Data supplied.
########################################

PR #1075, opened 2024-03-18
Convert diagnostic messages into plain text

erri120:
This is the first step towards rendering diagnostics in the UI. Diagnostic messages can now be written as plain text with all their fields populated.


Sewer56 (approved):
Seems good to me.

I only have one suggestion, the method `GetOutput` implies (by name) that it is a getter.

########################################

Within the listing above, tally the lines where the word "text" occurs and write only the total.

Solved exercise.
2